Collected data entries:
_ _ _ _

PR #129, opened 2025-04-29
Improve clarity of necessary QA database configurations

zackkrida:
This PR aims to clarify language around which DB configurations need to be tested during Mathesar's QA.

### DIFF
--- a/docs/release/qa.md
+++ b/docs/release/qa.md
@@ -46,28 +46,42 @@ For both:
     ```sh
     docker image pull mathesar/mathesar-caddy:<version_number>
     docker image tag mathesar/mathesar-caddy:<version_number> mathesar/mathesar-caddy:latest
-    
+
     docker image pull mathesar/mathesar:<version_number>
     docker image tag mathesar/mathesar:<version_number> mathesar/mathesar:latest
     ```
+
+### Understanding Database connections
+
+#### Database types
+
+- **Mathesar Database** - The Django database used by Mathesar
+- **Data database** - The user database(s) being explored in Mathesar's UI
+
+#### Connection types
+
+- **Local** - On the host machine
+- **External** - Outside of the host machine
+- **Integrated** - Inside of Mathesar's docker image
 
 ### Tasks
 
 - [ ] Test installing the release from scratch by following our documentation
 - [ ] Test all different installation methods
-    - [ ] Docker compose
-        - [ ] All defaults, local
-        - [ ] Exposed on domain, DB managed by Mathesar
-        - [ ] Exposed on domain, DB preexisting for users, managed DB for Django
-        - [ ] Exposed on domain, DB preexisting for all data
-    - [ ] Docker integrated image
-        - [ ] All defaults, local
-        - [ ] Exposed on domain, DB managed by Mathesar
-        - [ ] Exposed on domain, DB preexisting for users, managed DB for Django
-        - [ ] Exposed on domain, DB preexisting for all data
-    - [ ] Build from scratch
-        - [ ] All defaults, local
-        - [ ] Exposed on domain, DB preexisting for all data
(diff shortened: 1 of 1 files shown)


docs/release/qa.md
```diff
@@ -46,28 +46,42 @@ For both:
...
-        - [ ] Exposed on domain, DB preexisting for users, managed DB for Django
-        - [ ] Exposed on domain, DB preexisting for all data
-    - [ ] Build from scratch
-        - [ ] All defaults, local
-        - [ ] Exposed on domain, DB preexisting for all data
+    - [ ] [Docker compose](https://docs.mathesar.org/latest/administration/install-via-docker-compose/)
+        - [ ] Local using all default settings
+        - [ ] Exposed on domain with different database configurations:
+          - [ ] Integrated Mathesar, Integrated Data
+          - [ ] Integrated Mathesar, External Data
```
Anish9901, line 75: Hmm, I don't think these points should be listed under the docker compose section. Its quite tedious to test these without making some changes to docker compose file, I suggest listing it as a separate point like before. This method is listed on the first page of [docs](https://docs.mathesar.org/latest/#try-mathesar) so, we need to make sure that it works properly.

docs/release/qa.md
```diff
@@ -46,28 +46,42 @@ For both:
...
+          - [ ] External Mathesar, External Data
+          - [ ] External Mathesar, Integrated Data
```
Anish9901, line 77: I don't think we should test this, if someone already has an external django db configured the integrated postgres server would be inaccessible as it would be turned off.

docs/release/qa.md
zackkrida: OOOH, now I understand. This is the piece I was missing. I didn't realize these steps in QA were meant to test running Mathesar _without_ docker compose, using the `docker run -it --name mathesar -p 8000:8000 mathesar/mathesar:latest` command. 

Now I have all of the information I need, I'll revise the PR once more. Thank you!

zackkrida:
@Anish9901 I've revised the PR can you re-review? Thanks!

docs/release/qa.md
```diff
@@ -46,28 +46,43 @@ For both:
...
-        - [ ] Exposed on domain, DB managed by Mathesar
-        - [ ] Exposed on domain, DB preexisting for users, managed DB for Django
-        - [ ] Exposed on domain, DB preexisting for all data
-    - [ ] Build from scratch
-        - [ ] All defaults, local
-        - [ ] Exposed on domain, DB preexisting for all data
+    - [ ] [Docker compose](https://docs.mathesar.org/latest/administration/install-via-docker-compose/)
+        - [ ] Local using all default settings
+        - [ ] Exposed on domain with different database configurations:
+          - [ ] Integrated Mathesar, Integrated Data
```
Anish9901, line 74:
```suggestion
          - [ ] Local docker pg Mathesar, Local docker pg Data
          - [ ] Local docker pg Mathesar, External Data
```
I'm not sure what's the best way to describe what needs to be tested here is, but basically, for the docker compose method, we want to test mathesar against the `mathesar_db` container that we provide in [our docker-compose config](https://github.com/mathesar-foundation/mathesar/blob/e29a63c7654d3fe66c986023fcaa59786db73495/docker-compose.yml#L185-L206).

Anish9901 (approved):
I'll approve the changes, should be good to merge once my suggestion is addressed.

docs/release/qa.md
zackkrida: I know what you mean. There's so many different options here that I forgot that we don't want to use the postgres "baked in" to the mathesar container, we want to use the postgres defined in the docker compose. 

I'll further revise this, thank you for the patience as I learn every layer here one at a time 😅

kgodey: Unsolicited opinion: Would recommend just merging Anish's change and updating terminology later again if needed, this looks like a major improvement that is only blocked by this terminology thing.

_ _ _ _

## Work order
Across the records, count the lines holding the string "like". Give the number and stop.

## Expected answer
2